== Records for the task ==
Issue #170, opened 2017-08-23
[$120] - Challenge Details - Checkpoints - Refactor the code


birdofpreyru:
The code in `/src/shared/components/challenge-detail/Checkpoints/index.jsx` does work, but is hacky, thus should be refactored. The fix should address the following:

- Right now the component uses local state, window resize event, and some hacky code to "trim" the content when page size goes under 768 px. The same should be achieved by pure SCSS (using media mixins defined in `/src/styles/mixins/_media.scss`.

- Also collapse / expansion of the checkpoint sections is handled using the local state. It should be refactored to properly use Redux store / actions / reducers.

daft300punk:
Please assign me this.

birdofpreyru:
@daft300punk Consider yourself assigned. I have just noticed that I don't have enough rights in the repo to add contributors, and without it, I cannot technically assign people who are not contributors. Once my rights corrected, I'll fix it.

daft300punk:
Check out the PR - https://github.com/topcoder-platform/community-app/pull/229

daft300punk:
Is it a bug? The original site doesn't do anything when clicked on those side ids. Anyways, it is easy to fix. I will submit PR as soon as you confirm.

daft300punk:
Updated the PR, take a look. https://github.com/topcoder-platform/community-app/pull/229

daft300punk:
Updated the PR, take a look https://github.com/topcoder-platform/community-app/pull/229

1. Removed jquery dependency
2. To check scroll to feedback, click on the first 4 feedback ids in the side bar. This will increase page size. Now, go to top, and then click on the 5th feedback id. Should scroll down to it.

PR #229, opened 2017-08-24
Challenge Details - Checkpoints - Refactor the code #170

daft300punk:
1. Click on feedback header. Check dispatched action TOGGLE_CHECKPOINT_FEEDBACK. No internal state, all managed by redux.
2. Removed trim logic, just pure scss.


birdofpreyru:
l@daft300punk Generally Looks good, though I want the following small corrections:
- `decodeEscaped(..)` function is really goofy and unnecessary. I believe, we can just use `dangerouslySetInnerHtml` prop instead?
- It looks also that nothing else depends directly on `jquery` in our app? So, `jquery` dependency should be removed.
- In desktop view, when clicking on submission buttons at left, let's in addition to toggling the section, also scroll to it (it also makes sense to make those button just open and scroll, rather than toggle the section. i.e. if the section is already opened, clicking that button just scrolls to it).

src/shared/components/challenge-detail/Checkpoints/index.jsx
```diff
@@ -1,19 +1,15 @@
 import React from 'react';
 import PT from 'prop-types';
 
-import jquery from 'jquery';
```
birdofpreyru: Ok, but what about removing `jquery` from `package.json`, `package-lock.json` and `.eslintrc.json`? I believe, it is not used anywhere else in our app, and it is not supposed to be. Do you see anything wrong with it?

src/shared/components/challenge-detail/Checkpoints/index.jsx
```diff
@@ -1,19 +1,15 @@
...
-  return jquery('<textarea />').html(escaped).text();
-}
-
 const Checkpoints = (props) => {
   const {
     checkpointResults,
     generalFeedback,
   } = props.checkpoints;
+
+  /* eslint-disable react/no-danger, no-undef */
```
birdofpreyru: 1. Please, avoid disabling eslint rules for entire file. Either disable them for specific lines, adding `// eslint-disable-line react/no-danger` to the end of that line; or, if this results in a way too long line (> 80 columns), disable it right before the line(s) where it is used, and re-enable right after.

2. Don't disable `no-undef` rule, just add to the beginning of the file (under header comment, if any) `/* global document */`

src/shared/components/challenge-detail/Checkpoints/index.jsx
daft300punk: It is in fact used somewhere else, i.e. not directly but by a package react-slick. I'm removing it from package.json, but it will remain in package-lock.json.

birdofpreyru: Ha! `package-lock.json` mentions separately package versions installed as direct dependencies, and those used as dependencies of dependencies, so it is actually straightforward to just remove what we want to remove. Though, don't worry, I'll do this last small fix myself, and if everything works fine, I'll merge the PR.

== Exercise ==
Could you copy every line from the records that has "used" in it?

== Answer for the task ==
birdofpreyru: Ok, but what about removing `jquery` from `package.json`, `package-lock.json` and `.eslintrc.json`? I believe, it is not used anywhere else in our app, and it is not supposed to be. Do you see anything wrong with it?
birdofpreyru: 1. Please, avoid disabling eslint rules for entire file. Either disable them for specific lines, adding `// eslint-disable-line react/no-danger` to the end of that line; or, if this results in a way too long line (> 80 columns), disable it right before the line(s) where it is used, and re-enable right after.
daft300punk: It is in fact used somewhere else, i.e. not directly but by a package react-slick. I'm removing it from package.json, but it will remain in package-lock.json.
birdofpreyru: Ha! `package-lock.json` mentions separately package versions installed as direct dependencies, and those used as dependencies of dependencies, so it is actually straightforward to just remove what we want to remove. Though, don't worry, I'll do this last small fix myself, and if everything works fine, I'll merge the PR.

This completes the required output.